Excerpts from a dataset:
PR #6, opened 2020-05-27
Musdoom: New Stats and Fix Bugs

JoanStinson:
What's new:

- Battlecry, hit and die behaviors + new animations integration
- Fixed issues with enemies behavior and animations


Scripts/src/Script/EnemyState.cpp
```diff
@@ -18,7 +20,9 @@ EnemyState::EnemyState(Mushdoom* enemy) : enemy(enemy)
 
 void EnemyState::Exit(EnemyState* state)
 {
+	enemy->animation->Stop();
 	enemy->current_state->OnStateExit();
 	enemy->current_state = state;
 	enemy->current_state->OnStateEnter();
+	enemy->animation->Play();
```
Dartemiss, line 27: We should take a look at this in the future

JoanStinson: Yeah, not sure, but this solves the freeze issue :v

PR #7, opened 2020-05-27
Feature/light ball

JorxSS:
First iteration with Light Ball.
You will find it in the MainSceneWithHUD.

- In order to use it you will need the last update from develop in the Engine.

The Light Ball is spawned with Keyboard I or Gamepad clicking Right Joystick.
Also the light ball do some damage to the enemies.


Scripts/src/Script/LightBall.cpp
```diff
@@ -0,0 +1,258 @@
...
+
+}
+
+bool LightBall::UpdateProjectile()
+{
+	float3 ball_distance = force_position + float3::unitY - owner->transform.GetGlobalTranslation();
+	expected_velocity = ball_distance.Normalized() * speed;
+	steering = expected_velocity - current_velocity;
+
+	current_velocity += steering;
```
mariofv, line 184: This is the same as `current_velocity = eexpected_velocity`

Scripts/src/Script/LightBall.cpp
```diff
@@ -0,0 +1,258 @@
...
+
+	current_velocity *= slow_down_factor;
+
+	next_position = owner->transform.GetGlobalTranslation() + current_velocity * App->time->delta_time;
+	owner->transform.SetGlobalMatrixTranslation(next_position);
+
+	DetectCollision();
+
+	return ball_distance_magnitude < range;
+}
```
mariofv, line 218: It's better to have a single method with the movement logic, and just change the target where you are going

Scripts/src/Script/PlayerAttack.cpp
```diff
@@ -43,9 +43,9 @@ void PlayerAttack::Awake()
 	collider_component = static_cast<ComponentCollider*>(collider->GetComponent(ComponentCollider::ColliderType::BOX));
 	audio_source = static_cast<ComponentAudioSource*>(owner->GetComponent(Component::ComponentType::AUDIO_SOURCE));
 
-	GameObject* ui = App->scene->GetGameObjectByName("UIManager");
-	ComponentScript* component_ui = ui->GetComponentScript("UIManager");
-	ui_manager = static_cast<UIManager*>(component_ui->script);
+	//GameObject* ui = App->scene->GetGameObjectByName("UIManager");
+	//ComponentScript* component_ui = ui->GetComponentScript("UIManager");
+	//ui_manager = static_cast<UIManager*>(component_ui->script);
```
mariofv, line 48: If it's not used anymore better delete it to keep the code cleaned

Issue #3, opened 2020-05-27
[BUG] Camera freezes at weird position in Singleplayer


JoanStinson:
**Describe the bug**
If when entering a trigger (that freezes the camera and spawn enemies) while jumping or moving very far away of the Z axis, touching the border, when the camera freezes, it freezes at a weird position.

**To Reproduce**
1. Singleplayer
2. When entering a trigger jump or move at the maximum Z the path allows you.

**Expected behavior**
The camera should freeze at the same position always, regardless if you jump or are far away of the camera.

**Screenshots**
Trigger 1: https://gyazo.com/f81e70ce9576ba0eb648914d102e1e9a
Trigger 2: https://gyazo.com/7c47d504b6bf53e1b2035f8a795d9a36

PR #8, opened 2020-05-27
Bug/fix camera bug #3

JorxSS:
fixed camera bug reported.

Now there is an specific offfset for the battle triggers and transitions.


Scripts/src/Script/CameraController.cpp
```diff
@@ -246,5 +250,14 @@ void CameraController::InitPublicGameObjects()
 
 void CameraController::SetPosition(float3 position)
```
JoanStinson, line 251: To avoid copying values preferably pass a reference. In this case you are not modifying the value, so it should be a const reference! 😃 Like: `void CameraController::SetPosition(const float3& position)`.

Scripts/src/Script/LightBall.cpp
```diff
@@ -0,0 +1,258 @@
...
+
+LightBall::LightBall()
+{
+	panel = new PanelComponent();
+}
+
+// Use this for initialization before Start()
+void LightBall::Awake()
+{
+	GameObject* world_go = App->scene->GetGameObjectByName("World Manager");
```
JoanStinson, line 38: Why the space here `("World Manager")`? And on the others not? 👀 haha

Scripts/src/Script/LightBall.cpp
```diff
@@ -0,0 +1,258 @@
...
+// Use this for initialization
+void LightBall::Start()
+{
+	if (world_manager->singleplayer)
+	{
+		if (!world_manager->player1_choice)
+		{
+			current_player = player1;
+			next_target = player1;
+			current_player_controller = player1_controller;
```
JoanStinson, line 67: If you are assigning 2 values to the same one you can make it with 1 line of code instead of 2. 
Instead of doing this:
```
current_player_controller = player1_controller;
next_target_controller = player1_controller;
```
**Do this:** 
`current_player_controller = next_target_controller = player1_controller;`

Scripts/src/Script/LightBall.cpp
```diff
@@ -0,0 +1,258 @@
...
+			next_target_controller = player1_controller;
+		}
+		else
+		{
+			current_player = player2;
+			next_target = player2;
+			current_player_controller = player2_controller;
```
JoanStinson, line 74: The same as ☝️

Scripts/src/Script/LightBall.cpp
```diff
@@ -0,0 +1,258 @@
...
+
+bool LightBall::UpdateProjectile()
+{
+	float3 ball_distance = force_position + float3::unitY - owner->transform.GetGlobalTranslation();
+	expected_velocity = ball_distance.Normalized() * speed;
+	steering = expected_velocity - current_velocity;
+
+	current_velocity += steering;
+
+	ball_distance_magnitude = sqrt(pow(ball_distance.x, 2) + pow(ball_distance.y, 2) + pow(ball_distance.z, 2));
```
JoanStinson, line 186: I think it was Carlos with the vector class exercise that he said that on the CPU it's better to do the pow manually if it's not too high because it's more optimal. So, instead of doing `pow(ball_distance.x, 2)` directly write `(ball_distance.x * ball_distance.x)` (for the y and z also)

Scripts/src/Script/LightBall.cpp
```diff
@@ -0,0 +1,258 @@
...
+
+bool LightBall::UpdateTransition()
+{
+	float3 ball_distance = next_target->transform.GetGlobalTranslation() + float3::unitY - owner->transform.GetGlobalTranslation();
+	expected_velocity = ball_distance.Normalized() * speed;
+	steering = expected_velocity - current_velocity;
+
+	current_velocity += steering;
+
+	ball_distance_magnitude = sqrt(pow(ball_distance.x,2) + pow(ball_distance.y, 2) + pow(ball_distance.z, 2));
```
JoanStinson, line 207: The same as ☝️

Scripts/src/Script/WorldManager.cpp
```diff
@@ -274,6 +274,7 @@ void WorldManager::CheckTriggers()
 			if(!event_manager->events_triggered[i])
 			{
 				event_manager->TriggerEvent(i);
+				camera_manager->SetPosition(event_triggers[i]->owner->transform.GetGlobalTranslation() + float3(0.f, 8.5f, 20.5f));
```
JoanStinson, line 277: `float3(0.f, 8.5f, 20.5f)` magic number? Variable better :))

Scripts/src/Script/LightBall.cpp
JorxSS: The GO is called World Manager in the Hierarchy

Scripts/src/Script/LightBall.cpp
JorxSS: this was from another PR already modified.

Scripts/src/Script/LightBall.cpp
JorxSS: this was from another PR already modified.

Scripts/src/Script/LightBall.cpp
JorxSS: this was from another PR already modified.

Scripts/src/Script/LightBall.cpp
JorxSS: this was from another PR already modified.

PR #9, opened 2020-05-29
Feature/movement

marcorod94:
- Now the movement game objects is done by the transform of it.
- Collision detection is still working with bullet.


mariofv:
Closing this because we have a new approach

PR #10, opened 2020-06-01
Feature/refactor debug

JorxSS:
When Debug Mode enable:
* Teleport to pre-set zones. (In order to do that, you need to make a DebugSystem's empty game object child, and place it wherever you want)
* Invincible mode now have a damage bonification against enemies.
* Spawn Mushdooms in front of you.

Known Bugs:
* If you TP to the platform zone more than 1 time you will not trigger the platform camera
* If you are singleplayer but select the Female Character the debug mode is not going to work as expected.

This known bugs will be solved with the current Manager's refactor


Scripts/src/Script/PlayerAttack.cpp
```diff
@@ -100,7 +105,14 @@ void PlayerAttack::ComputeCollisions() const
...
 			}
-			enemy->TakeDamage(current_damage_power);
+			if(debug->is_player_invincible)
+			{
+				enemy->TakeDamage(current_damage_power * 100);
+			}
+			else
+			{
+				enemy->TakeDamage(current_damage_power);
+			}
```
Dartemiss, line 115: Uff that's nasty, I would just change the value of current_damage_power when invincible for code clarity.

PR #15, opened 2020-06-03
Feature/revive

JorxSS:
Now you can revive a dead character.
 - Until game input modified for both players you need to click V. (Will be changed with the game input.)
- Make a player die, and with the other player go for it and click V during 3 seconds.


Scripts/src/Script/PlayerController.cpp
```diff
@@ -45,44 +47,104 @@ void PlayerController::Awake()
...
+		else
+		{
+			//TODO Change the input with Revive Game Input
+			if(abs(current_distance) <= revive_range && App->input->GetKeyDown(KeyCode::V))
+			{
+				current_state = PlayerState::REVIVING;
+				current_time = App->time->delta_time;
+				revive_bar->SetProgress(current_time / revive_time);
+				revive_bar->owner->SetEnabled(true);
+			}
```
Dartemiss, line 125: I don't understand this, the player who is dead is the one who looks for the input? Shouldn't be the opposite? Because this way the dead player could revive himself by pressing its key.

Scripts/src/Script/PlayerController.cpp
```diff
@@ -172,6 +238,56 @@ void PlayerController::Die()
...
+	current_state = PlayerState::DEAD;
+	owner->children[3]->SetEnabled(true);
+	
+	//owner->SetEnabled(false);
+}
+
+float PlayerController::CheckDistance()
+{ 
+	float3 distance = other_player->player_go->transform.GetGlobalTranslation() - owner->transform.GetGlobalTranslation();
+	return distance.x;
```
Dartemiss, line 252: Why only checking x distance?

Scripts/src/Script/PlayerController.cpp
```diff
@@ -172,6 +238,56 @@ void PlayerController::Die()
...
+}
+
+void PlayerController::FollowOtherPlayer()
+{
+	float3 distance = other_player->player_go->transform.GetGlobalTranslation() - owner->transform.GetGlobalTranslation();
```
Dartemiss, line 257: This should be direction more than distance (just naming thing)

Scripts/src/Script/PlayerController.cpp
```diff
@@ -172,6 +238,56 @@ void PlayerController::Die()
...
 
+void PlayerController::Revive()
+{
+	//Here make all related to death after die animation
+	is_alive = true;
+	owner->children[0]->SetEnabled(true);
+	collider->active_physics = true;
+	current_state = PlayerState::ALIVE;
+	owner->children[3]->SetEnabled(false);
+	health_points = 500.f;
```
Dartemiss, line 280: I think that this shouldn't be harcoded, I believe it was max_health / 4.f

Scripts/src/Script/PlayerController.cpp
Dartemiss, line 252: This function should be const :D

Scripts/src/Script/PlayerController.cpp
JorxSS: the input is going to take the other players id to check his input (but game input is not made yet), I thought this way will be easier than everytime check if I'm near a player and check if it's alive and then put all the logic.

Scripts/src/Script/PlayerController.cpp
JorxSS: from the point of view of the player is the easiest point. Was my thought.

Scripts/src/Script/PlayerController.cpp
JorxSS: Done

Scripts/src/Script/PlayerController.cpp
JorxSS: True! Done

Scripts/src/Script/PlayerController.cpp
JorxSS: I put that value because at that moment I didn't knew if would be half or quarter, also I read that the player alive is going to lose some health so that's a TODO.

JorxSS: Done

PR #16, opened 2020-06-05
manual movement

vidalmelero:
full player movement with transform. Manual collision with mesh collider.


mariofv:
Closing this because we have a new approach

PR #19, opened 2020-06-10
Feature/input refactor

Dartemiss:
What's new?
- New input manager script that is the one who manages all the inputs and calls the module input of the engine. This way the module input only cares about handling the inputs from sdl and is this script the one that takes care of number of controllers/players/multiplayer etc
- Use triggers as buttons
- Copied the models and scenes from combo branch in order to not crash


Scripts/src/Script/InputManager.h
```diff
@@ -0,0 +1,41 @@
...
+	float GetHorizontalRaw(PlayerID player_id) const;
+
+	bool GetGameInput(const char* name, PlayerID player_id);
+	bool GetGameInputDown(const char* name, PlayerID player_id);
+	bool GetGameInputUp(const char* name, PlayerID player_id);
+
+	bool singleplayer_input = true;
+	int total_game_controllers = 0;
+
+	WorldManager* world_manager = nullptr;
```
mariofv, line 37: Variables are not separated fro methods

PR #25, opened 2020-06-13
Feature/combos

JorxSS:
[HIGHLIGHTS]
- New Queue Inputs.
- Amazing Attacks.
- New combos.
- Dash.

TODO: Add game inputs


Scripts/src/Script/PlayerAttack.cpp
```diff
@@ -55,38 +57,82 @@ void PlayerAttack::Awake()
...
 {
-	is_attacking = animation->IsOnState("Punch") || animation->IsOnState("Kick");
 
-	if(!is_attacking)
+	anim_percentatge = animation->GetCurrentClipPercentatge();
+
+	if(on_cooldown)
 	{
-		if (input_manager->GetGameInputDown("Punch", static_cast<PlayerID>(player - 1)))
+		current_combo_cooldown += App->time->delta_time / 1000.f;
```
marcorod94, line 76: it would be better to multiply for 0.001F and maybe have a global variable for it instead of use magic numbers

Scripts/src/Script/PlayerAttack.cpp
```diff
@@ -152,3 +231,134 @@ void PlayerAttack::InitPublicGameObjects()
...
+	if(current_attack->id == 0)
+	{
+		//Check if Button matches with some transition and modify current attack (strange)
+		if(UpdateAttack(input->button))
+		{
+			animation->ActiveAnimation(current_attack->animation);
+			input_queue.clear();
+			attack_activated = true;
+		}
+	}
```
marcorod94, line 329: Could this block be on if instead of two?

Scripts/src/Script/PlayerController.cpp
```diff
@@ -105,23 +105,49 @@ void PlayerController::Update()
...
+					is_dashing = false;
+					current_dash_cooldown = dash_cooldown;
+				}
+
+				return;
 			}
+			if(!is_dashing)
+			{
+				if (!is_attacking)
+				{
```
marcorod94, line 126: This could be the else part instead of a different if

Scripts/src/Script/PlayerAttack.cpp
Dartemiss: Done

Scripts/src/Script/PlayerAttack.cpp
Dartemiss: No because we need to control the else for the case when it is already on combo

Scripts/src/Script/PlayerController.cpp
Dartemiss: The else part of what? They are different booleans is_attacking and is_dashing

PR #63, opened 2020-07-02
Improved attack collision

Dartemiss:
What's new?
- Now we don't use collider for attacking, we use pure math!
- Implemented @JorxSS approach for combos with placeholders.


Scripts/src/Script/PlayerAttack.cpp
```diff
@@ -134,30 +133,15 @@ bool PlayerAttack::Attack(int player)
...
-			original_position = true;
-		}
-
 		if(!current_attack->is_aerial && current_attack->velocity > 0.f)
 		{
 			player_movement->MoveIntoDirection(owner->transform.GetFrontVector(), current_attack->velocity);
 		}
 		else if(current_attack->is_aerial && (current_attack->velocity || 0.f) && !player_movement->IsGrounded()
-			&& animation->IsOnState("DownTailSmash") && animation->GetCurrentClipPercentatge() > 0.3f)
+			&& animation->IsOnState("DownTailSmash") && anim_percentatge > 0.3f)
```
JoanStinson, line 143: `0.3f` magic number ✨

PR #64, opened 2020-07-04
Feature/camera shake

Dartemiss:
-Whats new?
- Tunable camera shake using perlin noise.
- Translation and rotation shake available.

PD: USE DEVELOP


Scripts/src/Script/EnemyController.cpp
```diff
@@ -316,3 +316,13 @@ void EnemyController::SetMarkEnabled(bool enabled)
 {
 	warp_mark->SetEnabled(enabled);
 }
+
+float EnemyController::GetCurrentHealth() const
+{
+	return health;
+}
+
+float EnemyController::GettTotalHealth() const
```
Pacasasgar, line 325: There is a 'typo' here with the double 't' in 'Gett'.

Pacasasgar:
Camera shake works fine, gj!
Before approving there are merge conflicts with the 'level1.scene'.

JorxSS:
I think the Trauma should be modifiable from inspector, but GJ.
image

PR #68, opened 2020-07-06
Feature/fix rotation player

JorxSS:
WHAT'S NEW?

* Now the player rotates always even when he cannot move.
*  Player is not longer higher than the ground. Is always touching in it. (Check the shadow)

KNOWN BUGS:
First rock. The collider have a little ramp so it scales it. How to solve it? That zone needs to be totally perpendicular.


Scripts/src/Script/PlayerMovement.cpp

▸ Exercise prompt
The lines above that hold the word "EnemyState" are the ones to copy.

▸ Task solution
Scripts/src/Script/EnemyState.cpp
@@ -18,7 +20,9 @@ EnemyState::EnemyState(Mushdoom* enemy) : enemy(enemy)
 void EnemyState::Exit(EnemyState* state)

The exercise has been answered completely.